A short time later, the Union was back on offense and Wenger showed his play-making skills while trying to set up a teammate for the go-ahead goal. The play was unsuccessful, but Wenger’s effort didn’t go unnoticed by the Sons of Ben, who again chanted his name.

Both Hackworth and three-time Olympic champ Heather Mitts, a sideline reporter with Channel 6 Sports, also appreciated Wenger’s hard work.

“I think (Andrew)’s got a new lease and I think the fact that he knows that we really believe in him and qualities that he brings (is important),” Hackworth said, “and it’s going to be really important for him to be here and play the way he did today.”

Mitts added, “I’m very impressed. There’s a lot of pressure coming to Philly trying to get your first goal and he was able to do that.”

Wenger, however, downplayed the notion that he took some of the pressure off his shoulders.

“I think there’s pressure to score every game whether you wear the No. 9 on your back or (not),” he said. “That’s the job, so you have to breathe for 30 minutes and then we’ll get ready for Wednesday.

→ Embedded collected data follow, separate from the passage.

PR #382, opened 2020-10-23
 feature: DS - Automated Tests - Footer [NP-733]

celonicolosi:
Add new feature to test the footer component. Because the footer component has a link that users can leave feedback on the pages that they are on, it also adds a new helper to handle newly opened tabs.

### DIFF
--- a/testing/features/support/components/footer.rb
+++ b/testing/features/support/components/footer.rb
@@ -1,0 +1,18 @@
+# frozen_string_literal: true
+
+module DesignSystem
+  class Footer < ::Base
+    set_url "/iframe.html?id=3-components--footer&viewMode=story"
+
+    sections :category_titles, ".cads-grid-col-md-3 > h2" do
+      elements :links, :xpath, "./following-sibling::ul[1]/li/a"
+    end
+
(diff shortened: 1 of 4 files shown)


testing/features/support/components/footer.rb
```diff
@@ -0,0 +1,18 @@
...
+    set_url "/iframe.html?id=3-components--footer&viewMode=story"
+
+    sections :category_titles, ".cads-grid-col-md-3 > h2" do
+      elements :links, :xpath, "./following-sibling::ul[1]/li/a"
+    end
+
+    section :initial_form, ".cads-footer" do
+      element :website_feedback, ".cads-website-feedback a"
+      element :logo, ".cads-logo"
+      element :copyright, ".cads-footer__company-info div p:nth-of-type(1)"
```
davidrapson, line 14: Don't need to worry about this now, but we'll be doing a bit of design review work on the footer so can hopefully improve some of these selectors at that point.

davidrapson (approved):
👍 LGTM

luke-hill (approved):

PR #393, opened 2020-10-26
Grid docs [NP-1076]

davidrapson:
Adds some initial grid documentation using story examples. Focussed on documenting _only_ the styles of grid we use on public-website at the moment. Consider this a starting point, will work with @soniaturcotte to refine this.

Screenshot 2020-10-26 at 12 41 10

Also make some supporting changes to grid styles:

- Removes any commented out styles to avoid confusion
- Removes any unused mixins
- Inlines all remaining mixins into the grid object styles as this is the only place they are used. Reduce the number of places we need to look to understand the grid styles


davidsauntson (approved):
👍

davidrapson:
@davidsauntson Cheers! Going to keep this open until @soniaturcotte has had a chance to review

soniaturcotte:
Looks great!

davidrapson:
For reference this is the revised version:

image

Philadelphia heads into its game against the New York Red Bulls knowing they at least salvaged a point thanks to Edu’s late goal.

Asked if he viewed it as good to come away with a point from the late goal, or whether it was a missed opportunity for three points in the standings, Wenger said, “I don’t know yet. I’m still thinking about it. That’s going to take a little while to decide. We’ve had some good performances here, but we still haven’t gotten 90 minutes together and that’s still the goal. So we’re disappointed but I think we’re also encouraged by the fight that we showed.”

Wenger, personally, should feel encouraged by the start that he got to his Philadelphia career. He is clearly having fun playing for his hometown team.

“It’s fantastic,” he said, “especially to come home and be able to help the team out and do what I could today.”